I welded V bands and O2 sensors on the headers last night which means they are done now. I just have to wrap them in the itchy stuff before they go back on. I sprung for a nice stainless tight radius 2.5" bend for the passenger side header so now that header doesn't go below the frame rails. Hopefully the exhaust won't scrape too bad now.
This stuff better work well because it is a huge pain in the ass to install.
Starting to layout the fuel system. The rails have -8 inlets and I'm going to be running -6 line from the tank to the rails. I had a -8 to -12 union and a -6 to -10 union so I chopped those apart and welded the two sides I needed back together. That should work well enough.
I fabbed up a hot air intake out of an old Autozone cone filter from my first car and some 4" aluminum tube.
Got the trans installed last night which involved a lot of anger and grumbling at myself. I installed a new water temp sensor, headers and the driveshaft today during lunch. I need to cut an access panel in the trans tunnel so I can get to the shifter in the future.
The plan is to drop the truck down, roll it outside, pull the bed and roll it back in to do the brake lines, fuel lines, exhaust and to revise the rear suspension slightly. I'm going to pull the springs off of the coilovers, reinstall the rear leaf spring and add bump stops to all of the coilovers since travel is limited.
In reply to RacetruckRon :
many pages back, you stated that the C5 magnesium 17x8.5 weighs about 16 lbs. did you actually weigh them, or is that number pulled from some other source?
AngryCorvair (Forum Supporter) said:In reply to RacetruckRon :
many pages back, you stated that the C5 magnesium 17x8.5 weighs about 16 lbs. did you actually weigh them, or is that number pulled from some other source?
I pulled that number from the C5 section on Corvetteforum I did confirm that number buy weighing myself on a bathroom scale and then weighing myself holding two front Magnesium wheels to get a decent average. I think this might have been the source of that claim. Linkerino
Thanks! I found a square set of Mg fronts, on the fence about buying because they're more $ than thin-spokes or wagon wheels. But I berkeleying *hate* the wagons. Not even close to what a corvette wheel should look like.
In reply to AngryCorvair (Forum Supporter) :
Do it! The mag wheels are hawt and then you can ramble about metallurgy for extra science points.
In reply to AngryCorvair (Forum Supporter) :
I searched through my pictures, nothing. I'll jack up the truck and yank a wheel off for you tomorrow.
RacetruckRon said:In reply to AngryCorvair (Forum Supporter) :
I searched through my pictures, nothing.
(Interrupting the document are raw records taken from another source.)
PR #127, opened 2021-08-30
64-bit-index support in ablate

mmcgurn:


ablateLibrary/flow/fvFlow.cpp
```diff
@@ -274,7 +274,7 @@ void ablate::flow::FVFlow::ComputeTimeStep(TS ts, ablate::flow::Flow& flow) {
     }
 
     // take the min across all ranks
-    PetscInt rank;
+    int rank;
```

I'll jack up the truck and yank a wheel off for you tomorrow.
no longer necessary, thanks! I found what i was looking for, just had to alter my search terms a bit.
In reply to AngryCorvair (Forum Supporter) :
Sounds good. Is a 17x8.5 going to hold enough rubber for Monzora?
Now there's a sight I haven't seen in a couple years... Core support welded back into place. Radiator mounting is next up on the list and shouldn't be too bad. I might have to change the intake system again but that's small potatoes.
Interior all seam sealed and painted.
And now since the core support is back in place that means we can put the hood on, latch the hood just to get jazzed up and take some pictures of it. I'm need to get a couple friends to come over this weekend to help pull the bed and tip it upright in the corner.